As of last evening, we have another son in our home. For the next ten days we are hosting a young man from Guadalahara, Mexico. Esteban will live with us, no doubt observe us, hopefully come to, at least, like us and take this little snapshot of life in America home with him. Not many families would want to be seen as the ‘typical American family’, the family by which the world knows all American families. Our hope is that he has enough experiences going from house to house of other host families so we will be only one of many pictures he takes home with him. Hopefully he will also come to know a little about our life and we, his.
One of the great things(and there are many) about hosting someone from another country in your home, is that you see your world through their ‘fresh eyes’. Your daily routine, which you rarely think about, becomes something you reflect upon.

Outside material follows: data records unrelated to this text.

PR #14287, opened 2019-06-19
Behat tests for Category

sarjon:
| Questions     | Answers
| Branch?       | develop
| Description?  | Adds behat tests for Category commands.
| Type?         | improvement
| Category?     | TE
| BC breaks?    | no
| Deprecations? | no
| Fixed ticket? | n/a
| How to test?  | Build should eventually be green.

---
This change is [Reviewable](https://reviewable.io/reviews/prestashop/prestashop/14287)

### DIFF
--- a/tests/Integration/Behaviour/Features/Context/CategoryFeatureContext.php
+++ b/tests/Integration/Behaviour/Features/Context/CategoryFeatureContext.php
@@ -100,6 +100,9 @@ class CategoryFeatureContext extends AbstractPrestaShopFeatureContext
         $propertiesKey = sprintf('%s_properties', $reference);
         $properties = SharedStorage::getStorage()->getWithDefault($propertiesKey, []);
 
+        // Test database is loaded with fixtures
+        // which have 3 customer groups
+        // that are defined below
         $groupsMap = [
             'Visitor' => 1,
             'Guest' => 2,
--- a/tests/Integration/Behaviour/Features/Context/CategoryFeatureContext.php
+++ b/tests/Integration/Behaviour/Features/Context/CategoryFeatureContext.php
@@ -1,0 +1,209 @@
+<?php
+/**
+ * 2007-2019 PrestaShop and Contributors
+ *
+ * NOTICE OF LICENSE
+ *
+ * This source file is subject to the Open Software License (OSL 3.0)
+ * that is bundled with this package in the file LICENSE.txt.
+ * It is also available through the world-wide-web at this URL:
+ * https://opensource.org/licenses/OSL-3.0
+ * If you did not receive a copy of the license and are unable to
+ * obtain it through the world-wide-web, please send an email
+ * to license@prestashop.com so we can send you a copy immediately.
+ *
+ * DISCLAIMER
+ *
+ * Do not edit or add to this file if you wish to upgrade PrestaShop to newer
+ * versions in the future. If you wish to customize PrestaShop for your
+ * needs please refer to https://www.prestashop.com for more information.
+ *
+ * @author    PrestaShop SA <contact@prestashop.com>
+ * @copyright 2007-2019 PrestaShop SA and Contributors
+ * @license   https://opensource.org/licenses/OSL-3.0 Open Software License (OSL 3.0)
+ * International Registered Trademark & Property of PrestaShop SA
+ */
+
+namespace Tests\Integration\Behaviour\Features\Context;
+
+use Category;
+use Configuration;
+use Group;
+use RuntimeException;
+use Tests\Integration\Behaviour\Features\Context\Util\PrimitiveUtils;
+
+class CategoryFeatureContext extends AbstractPrestaShopFeatureContext
+{
+    /**
+     * @var int
+     */
+    private $defaultLanguageId;
+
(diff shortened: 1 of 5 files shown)


tests/Integration/Behaviour/Features/Context/CategoryFeatureContext.php
```diff
@@ -0,0 +1,209 @@
...
+     */
+    public function specifyGroupAccess($value, $reference)
+    {
+        $propertiesKey = sprintf('%s_properties', $reference);
+        $properties = SharedStorage::getStorage()->getWithDefault($propertiesKey, []);
+
+        $groupsMap = [
+            'Visitor' => 1,
+            'Guest' => 2,
+            'Customer' => 3,
```
sarjon, line 109: @matks is it ok to use hardcoded ids? They are part of demo data.

tests/Integration/Behaviour/Features/Scenario/Category/category_management.feature
```diff
@@ -0,0 +1,25 @@
...
+
+  Scenario: Adding new Category
+    Given I specify "name" "PC parts" for new category "category1"
+    And I specify displayed to be "enabled" for new category "category1"
+    And I specify "parent category" "Home Accessories" for new category "category1"
+    And I specify "description" "Best PC parts" for new category "category1"
+    And I specify "meta title" "PC parts meta title" for new category "category1"
+    And I specify "meta description" "PC parts meta description" for new category "category1"
+    And I specify "friendly url" "pc-parts" for new category "category1"
+    And I specify group access for "Customer,Guest,Visitor" for new category "category1"
```
sarjon, line 16: @matks instead of using table I've decided to write step for each property? The amount of lines are the same, but the context that it gives (for example compare `And I specify group access` with `And I specify "meta title"`, in case of table, they would be the same) is much clearer imo, wdyt?

tests/Integration/Behaviour/Features/Context/CategoryFeatureContext.php
PierreRambaud: Not a good idea. Functional tests must be able to be executed in prod environement. It's always better to setup and cleanup generated data.

tests/Integration/Behaviour/Features/Context/CategoryFeatureContext.php
```diff
@@ -0,0 +1,209 @@
...
+     */
+    private $defaultLanguageId;
+
+    public function __construct()
+    {
+        $this->defaultLanguageId = (int) Configuration::get('PS_LANG_DEFAULT');
+    }
+
+    /**
+     * @Given /^I specify "(.+)" "(.+)" for new category "(.+)"$/
```
PierreRambaud, line 48: The phrase is too generic.
Feel free to improve, we need to understand what kind of value we can write. Pm don't know it must be a property, value and reference.

```suggestion
     * @Given /^I specify "(.+)" as property and "(.+)" as value for new category with reference"(.+)"$/
```

sarjon: Hmmmm, how about:
`@Given /^I specify property "(.+)" with value "(.+)" for new category "(.+)"` or 
`@Given /^I specify property "(.+)" and "(.+)" as its value for new category "(.+)"`?

tests/Integration/Behaviour/Features/Context/CategoryFeatureContext.php
sarjon: These are not really functional tests and setting up something that is already there seems redundant. :/ 

In addition, in some cases setting up test data could take more steps/code than an actual tests.

tests/Integration/Behaviour/Features/Context/CategoryFeatureContext.php
PierreRambaud: Look good :+1: !

tests/Integration/Behaviour/Features/Context/CategoryFeatureContext.php
matks: Currently, the database reset function being used loads some data so we can use it IMO. But if one day we clean up the reset database processing and remove the fixtures loading (instead we only load an empty database schema), there we will have to load it by ourselves.

Can you add a comment to write this down, in order to explain this to other developers who would work on this test ?

tests/Integration/Behaviour/Features/Scenario/Category/category_management.feature
matks: It works 😄 I find tables more usable and more readable but I find them especially useful to avoid writing all these steps. If writing all these steps is not bothering you too much, all right.

matks:
Thank you @sarjon

matks:
Solves partially https://github.com/PrestaShop/PrestaShop/issues/14480

matks (dismissed):

matks:
Rebased

matks (approved):

sarjon:
@matks could you rerun build?

PierreRambaud:
Thanks @sarjon

PR #14290, opened 2019-06-19
Extend customer page

### LINKED ISSUE #14275: Client tab is not display properly in laptop
**Describe the bug**
Client tab is not display properly in laptop

Appear only with little screen.

**To Reproduce**
1. Go to customer page in BO
2. See the customer tab

**Screenshots**
Capture d’écran 2019-06-18 à 16 52 53

**Additionnal information**
PrestaShop version: 1.7.6.X
PHP version: N/A

jolelievre:
| Questions     | Answers
| Branch?       | 1.7.6.x
| Description?  | Add special case to allow customer page to extend in width
| Type?         | bug fix
| Category?     | BO
| BC breaks?    | no
| Deprecations? | no
| Fixed ticket? | Fixes #14275
| How to test?  | ~

---
This change is [Reviewable](https://reviewable.io/reviews/prestashop/prestashop/14290)


admin-dev/themes/new-theme/scss/components/layout/_content_div.scss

The rooms in your home, where people normally sit to read the paper or do homework, get shifted around as you take another person in to account. And then there is the little subject of snow…ice…snowmen….Christmas lights still up well after Christmas…..why almost all Minnesotans take their shoes off when they come in the door.
Watching this group of young people from Mexico realize right away that a ritual of coming into someone’s home means also creating this mini-shoe shrine made me think back to the my first winter in Minnesota. My Ohio roots never prepared me for taking off shoes as you came into the house….no salt or sand had ever clung to my light weight, year-round shoes. Now, I too enter and remove just like I was born and bred here.

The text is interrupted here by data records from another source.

PR #14298, opened 2019-06-20
Fix english mail generation on fresh install

jolelievre:
| Questions     | Answers
| Branch?       | 1.7.6.x
| Description?  | English mails were not installed on fresh install, because the default theme was not in database yet, also fix a warning in Mail::send which was annoying during CLI install (logs tried to be sent by mail causing lots of Warning lines)
| Type?         | bug fix
| Category?     | FO
| BC breaks?    | no
| Deprecations? | no
| Fixed ticket? | ~
| How to test?  | Perform a fresh install and check that english mails use the modern theme

---
This change is [Reviewable](https://reviewable.io/reviews/prestashop/prestashop/14298)

### DIFF
--- a/classes/Mail.php
+++ b/classes/Mail.php
@@ -151,34 +151,38 @@ class MailCore extends ObjectModel
             $idShop = Context::getContext()->shop->id;
         }
 
-        $keepGoing = array_reduce(
-            Hook::exec(
-                'actionEmailSendBefore',
-                [
-                    'idLang' => &$idLang,
-                    'template' => &$template,
-                    'subject' => &$subject,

Hopefully our ‘fresh eyes’ will also include learning about how he spends his days at home, what foods he loves and which he’d rather not see on his plate, what he dreams for his future, how he likes to spend his vacations, what his family values. My personal hope is that I may come away with a few words of Spanish that I can actually use in my daily walk. Hardly a day goes by when I don’t think of all those around the world who learn to speak my language and I know almost none of theirs. It throws a mirror up to my humble eyes.
I am reminded of the early Celts who were tribal people. In an effort to ensure that they were not a warring people, families would turn their children over to families of other tribes to live in their homes, be cared for by other adults. It was a preventive measure.It was a way of building bridges between cultures and a way of praying for peace with their very living.
And so last night two other parents that we may never meet entrusted their beloved child to our care. While we slept a bridge was built between our house and a house where the sun is warm and people are wearing their shoes.